Village and civil parish in the East Riding of Yorkshire, England

Fimber is a village and civil parish in the East Riding of Yorkshire, England. It is situated approximately 8 mi north-west of Driffield town centre and 3 mi south-west of the village of Sledmere. It lies on the B1248 road.
The civil parish is formed by the village of Fimber and the hamlet of Towthorpe.
According to the 2001 UK Census, Fimber parish had a population of 91.

The name Fimber probably derives from the Old English fīnmere meaning 'woodpile lake'. Alternatively, the first element could be derived from finn meaning 'coarse grass'.

St Mary's Church, Fimber was built in 1869–71 in a thirteenth-century style to replace a chapel of ease.
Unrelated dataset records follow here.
PR #6926, opened 2019-09-23
netdata.spec.in: Do not build CUPS plugin subpackage on CentOS 6 and CentOS 7

knatsakis:
##### Summary
Do not build CUPS plugin subpackage on CentOS 6 and CentOS 7

##### Component Name
RPM packaging

##### Additional Information
According to #5350 the CUPS plugin needs a cups library newer than 1.7, but CentOS 6 and CentOS 7 include versions 1.4.2 and 1.6.3 respectively. This causes the library to not be detected by ./configure and the CUPS plugin to not being build. This, in turn causes the packaging jobs for CentOS 6 and CentOS 7 to fail.

This pull request disables the CUPS plugin for CentOS 6 and CentOS 7. A test build can be found here:
https://travis-ci.org/knatsakis/netdata/builds/588618391

### DIFF
--- a/netdata.spec.in
+++ b/netdata.spec.in
@@ -192,7 +192,9 @@ Requires: freeipmi
 # end - freeipmi plugin dependencies
 
 # CUPS plugin dependencies
+%if 0%{?centos_ver} != 6 && 0%{?centos_ver} != 7
 BuildRequires: cups-devel
+%endif
 # end - cups plugin dependencies
 
 # Prometheus remote write dependencies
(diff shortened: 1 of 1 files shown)


paulkatsoulakis:
Great catch, just keep in mind that this will be a problem for all installation channels.
Our kickstart is relying on the respective packaging system of the OS to get the dependencies in.

I will be updating the documentation with a PR, just mentioning here the comment for the record.
I will also refer this PR on the documentation fix, thanks !

ScrumpyJack:
The requirement for cups-devel 1.7 also causes builds on Oracle Linux 6 and 7 to fail

ilyam8:
@ScrumpyJack if there is a bug in latest please open an issue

The church was designated a Grade II listed building in September 1966 and is now recorded in the National Heritage List for England, maintained by Historic England. It is on the Sykes Churches Trail devised by the East Yorkshire Churches Group.

Fimber was served by Sledmere and Fimber railway station on the Malton and Driffield Railway between 1853 and 1950.

In 1823 the village was in the parish of Wetwang, the Wapentake of Buckrose, and the Liberty of St Peter. At the time there was a chapel of ease at which the rector of Wetwang was its incumbent curate. Population was 904, which included seven farmers, a grocer, a shoemaker, and a tailor.